La rapidité des moyens de transport — transport de la matière et transport de la pensée — a diminué les distances au point qu’un grand État moderne représente des espaces réellement moindres, une réalité sociale plus simplifiée et plus condensée qu’une Laconie ou qu’une Attique. Le monde qui était encore si grand au temps de Napoléon est devenu plus petit qu’au temps des Grecs, où il était circonscrit à la Méditerranée. Nous avons vu la France réduite pendant quatre ans aux dimensions, à la nature, à l’action d’une ville assiégée ; le grand quartier général était informé plus vite de ce qui se passait d’un bout à l’autre du front que ne l’étaient des incidents militaires Périclès, quand Archidamos tenait la campagne d’Athènes et que les Lacédémoniens ravageaient l’Attique.
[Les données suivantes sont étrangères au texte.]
Issue #2375, opened 2024-06-07
Extend Coolify Apps and Docker compose services


realexcel2021:
### Description

Hi guys, I spinned up a local set up for coolify on my local computer and I'm trying to extend the applications you can click to provision. Typically these apps are in `/templates/compose`. I tried to add some more apps by creating docker compose file for it following same pattern for other existing apps such as grafana but coolify didn't pick up the new app.

I also attempted to create both docker compose file for the app and add the app to the service-template.json file using base64 encoded docker compose values but coolify still didn't pick up the new app.

Can you please point me to resources on this or describe how the apps are added? 

### Minimal Reproduction (if possible, example repository)

To reproduce, add a new application to the [service-templates.json](https://github.com/coollabsio/coolify/blob/main/templates/service-templates.json) file and build coolify's docker image. Try to check list of apps, the new one is not added.

### Version

v4.0.0-beta.294

realexcel2021:
hi @andrasbacsai can you please help me out when you're free

martonsz:
@realexcel2021 I managed to find out how this works by searching in the source code.
There is a class named https://github.com/coollabsio/coolify/blob/main/app/Console/Commands/ServicesGenerate.php which seems to be responsible for generating the `service-templates.json` 
Everything in the Commands folder seems to be called using [artisan](https://laravel.com/docs/11.x/artisan).

If you are running the dev environment with `spin up` then you can run the following command to call the command with artisan inside the coolify container.

```shell
docker exec coolify ./artisan services:generate
```

I don't know if the `service-templates.json` should be included in a PR when creating a new service. What do you say @andrasbacsai ?

valentinschabschneider:
IMO the goal should be to allow users to easily add custom services to their own environment.

For this to work the `service-templates.json` config file should probably be split into individual / per service files, so that one can add a service by mounting the directory and just adding files.

realexcel2021:
thank you very much @martonsz I'm able to extend apps.

PR #2628, opened 2024-06-21
Added Pi-hole service

cjnewbs:
# Summary

- Added Pi-hole as requested [here](https://github.com/coollabsio/coolify/discussions/1808),
- Set time-zone based on shell environment variable,
- WEBPASSWORD auto-generated by coolify,
- DNSMASQ_LISTENING=all requirered otherwise DNS queries are ignored by the docker version of Pi-hole,
- I have mapped port 80 to 8080 as coolify is already listening on 80.

Questions:
- Is it possible to remove the `ip:53` from the links section as it's not something directly accessed by users,
- Is it possible to change the `ip:8080` link from the public-facing IP of coolify to the LAN IP as this should only really need to be accessed locally,
- For the logo image I just grabbed the png from the Pi-hole website, is there a specific image size thats needed or is the one in the PR ok?


Thijmen:
I would suggest to let Traefik handle the reverse proxy. You can then make a service "publicly available" within Coolify to expose the public port. I can agree on port 53 though.

templates/compose/pi-hole.yaml
```diff
@@ -0,0 +1,15 @@
+services:
+  pihole:
+    image: 'pihole/pihole:latest'
+    ports:
+      - '53:53/tcp'
+      - '53:53/udp'
+      - '8080:80'
```
iamEvanYT, line 7: Should be removed, and instead, let reverse proxy handle it.

add the key `SERVICE_FQDN_PIHOLE_81` in environment, and coolify will automatically handle it.

example:
```yaml
environment:
  - SERVICE_FQDN_PIHOLE_81
```

iamEvanYT (changes requested):

templates/compose/pi-hole.yaml
```diff
@@ -0,0 +1,15 @@
+services:
```
martonsz, line 1: You forgot to add the metadata that is mentioned here: https://coolify.io/docs/knowledge-base/add-a-service#metadata

The port part will tell Coolify which port to use when configuring the proxy. Then you can use the env 
 variable `SERVICE_FQDN_PIHOLE`. Notice that you don't need the suffix `_80` anymore.
 
If you want to test your service you can do it in the dev mode mentioned here: https://github.com/coollabsio/coolify/blob/main/CONTRIBUTION.md#1-setup-your-development-environment
 
When the Coolify is running you can generate a new service-templates.json. More info here: https://github.com/coollabsio/coolify/issues/2375#issuecomment-2198225964

templates/compose/pi-hole.yaml
martonsz: I agree. Line 7 should be removed.

It is also safer to not expose the application port directly. Traefik can put some security in front of it if someone needs it.

templates/compose/pi-hole.yaml
martonsz: I just tested this locally. And the traefik proxy is still using port 53 when trying to reach the WEB UI.
This is because traefik defaults to automatically proxy to exposed ports and Coolify doesn't override this.

I even tried using the postfix `_80` but it did not help.

I also tried to remove the `ports:` part from the docker-compose file. But traefik still sees the exposed ports that are hard coded into the original docker image. I.e. traefik will proxy to port 53.

I have to add labels manually to configure traefik. But that requires me to use the generated UID.

```yaml
labels:
      - traefik.http.routers.http-0-t4wgc4w-pihole.service=pi-hole
      - traefik.http.services.pi-hole.loadbalancer.server.port=80
```

I thought I knew how Coolify did its magic. But it seems that I was wrong :(

peaklabs-dev:
@cjnewbs This template does not really work in its current state, could you please update it with a domain and the Coolify magic https://coolify.io/docs/contribute/service ? Thank you so much.

peaklabs-dev:

PR #4800, opened 2025-01-10
fix: add clipboard API fallback for copy functionality

favourch:
- Add fallback method using textarea for non-secure contexts
- Handle clipboard operations for both modern and legacy browsers
- Improve error handling and cleanup for copy operations


peaklabs-dev:
Thanks for the PR. 
I am not sure if it will work, and I also need to test these changes, so I will merge it into an intermediate branch for now. I will let you know if we go through with the merge in the end.

peaklabs-dev:
Unfortunately it does not work on `http` and insecure context, so I will not add it.

In the next version we will hide the clipboard button on insecure context anyway.

PR #4814, opened 2025-01-13
fix: instance wide GitHub apps

### LINKED ISSUE #2643: [Bug]: System Wide GitHub Apps does not work
### Description

image
After I set the GitHub app to system wide, it does not appear on my other teams.

1. Create a GitHub App
2. Enable the System Wide option
3. Go to another team
4. It does not show in other teams.

### Exception or Error

Looking into the code, this function should be where the bug is.
https://github.com/coollabsio/coolify/blob/de7380fb0ca92c497ca547b2f67952f499a2521d/app/Models/Team.php#L188-L196

### Version

v4.0.0-beta.297

peaklabs-dev:
## Changes
- fix: instance wide GitHub apps are not available on other teams other then the source team

## Issues
- fix #2643


andrasbacsai:
Thank you for the PR!

PR #4815, opened 2025-01-13
Adding port definition

FlavioZanoni:
Adding port definition

## Changes
- Added a port definition on mosquitto.yaml

### DIFF
--- a/templates/compose/mosquitto.yaml
+++ b/templates/compose/mosquitto.yaml
@@ -16,6 +16,8 @@ services:
     volumes:
       - mosquitto-config:/mosquitto/config
       - mosquitto-certs:/certs
+    ports:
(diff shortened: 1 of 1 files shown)


peaklabs-dev:
Since `1883` is the UI port, as far as I know, the reverse proxy will handle this. Also, adding port mappings is not really a good secure solution and may also cause conflicts with other templates.

FlavioZanoni:
Mosquitto does not have an UI interface, and the proxy is not handling it, mine only worked declaring the port.
The default port for MQTT is 1883 so I don`t really see an issue with overlaps if you are already using MQTT.
What would be a better solution?

peaklabs-dev:
The current solution should work. You can access MQTT somehow via the domain name.

PR #4818, opened 2025-01-13
Feat: Improve backup retention (for database backups)

### LINKED ISSUE #4782: [Enhancement]: Delete old backups
### Request Type

Improvement

### Description

We must log in to multiple S3 storages or write custom scripts to clean up old backups.

The backup database to s3 option is great,  but there is no way to delete old backups (older than x days) or apply the number of backups to keep (locally) also to remote storage s3.

I have multiple databases across different coolify cloud instances so this addition would be great.

peaklabs-dev:
## Changes
- feat: Retention Options (whichever limit is reached first will trigger the cleanup):
    - Number of backups to keep -> A number of backups to keep
    - Days to keep backups -> A number of days to keep backups
    - Maximum storage (GB) -> A number of GB or decimal of maximum allowed storage for this backup job
- feat: add backup retention days, backup amount and max allowed storage to S3 
- feat: add backup retention days and max allowed storage to locally stored backups
- feat: when deleting a backup schedule you can now select to delete all backups form S3 as well
- feat: when deleting a single backup you can now select to delete the backup form S3 as well
- feat: New backup retention UI:
image

- feat: Multi-delete on S3 and locally stored backups -> Now multiple backup files and backup executions are deleted together in parallel for improved performance and faster executions of deletion...
- fix: only call `removeOldBackups` function in the `DatabaseBackupJob.php` if the backup is completed and successful, this caused problems before
- fix: delete backup folder and parent folder if folders are empty when deleting local backups to cleanup unused folders
- fix: Do not remove executions from DB until both S3 and local backups have been deleted and successfully processed otherwise backups will never be deleted from s3.
- refactor: refactored the UI and DB to make it easier to use - `0` now means unlimited retention (so a value is now required for retention).
- refactor: simplified some code
- refactor: refactored some duplicated code
- refactor: refactored code to be more centralized in one location
- chore: use CamleCase everywhere for new functions
- chore: renamed `number_of_backups_locally` to `database_backup_retention_amount_locally`

### Note
- Most S3 providers have a cooldown of 24 hours or more on files deleted via the API for security reasons, so if you set your retention days in Coolify to 7 days, files older than 7 days will be hidden (deleted) in your bucket (and still consume storage) for 24+ hours more and then they will be permanently deleted on the 8th day or later, depending on the provider.

## Issues
- fix #4782

/claim #4782

### DIFF
--- a/app/Jobs/DatabaseBackupJob.php
+++ b/app/Jobs/DatabaseBackupJob.php
@@ -299,7 +299,6 @@ class DatabaseBackupJob implements ShouldBeEncrypted, ShouldQueue
                         throw new \Exception('Unsupported database type');
                     }
                     $size = $this->calculate_size();
-                    $this->remove_old_backups();
                     if ($this->backup->save_s3) {
                         $this->upload_to_s3();
                     }
@@ -322,6 +321,9 @@ class DatabaseBackupJob implements ShouldBeEncrypted, ShouldQueue
                     }
                     $this->team?->notify(new BackupFailed($this->backup, $this->database, $this->backup_output, $database));
                 }
+            }
+            if ($this->backup_log && $this->backup_log->status === 'success') {
+                removeOldBackups($this->backup);
             }
         } catch (\Throwable $e) {
             throw $e;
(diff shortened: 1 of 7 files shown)


andrasbacsai:
Thank you for the PR! I love it!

Le peuple, stationnant devant les dépêches ou lisant les journaux, suivait la guerre sur tous les fronts, jusqu’aux Dardanelles et à Kiao-Tchéou, de façon plus instantanée et plus sûre qu’un Platéen ne connaissait autour de sa ville les progrès du siège. Si le monde est petit, il est devenu d’autant plus grec. Il s’est d’autant mieux replié sur la mesure de l’homme, et la maxime de Protagoras donnerait ici son plein effet.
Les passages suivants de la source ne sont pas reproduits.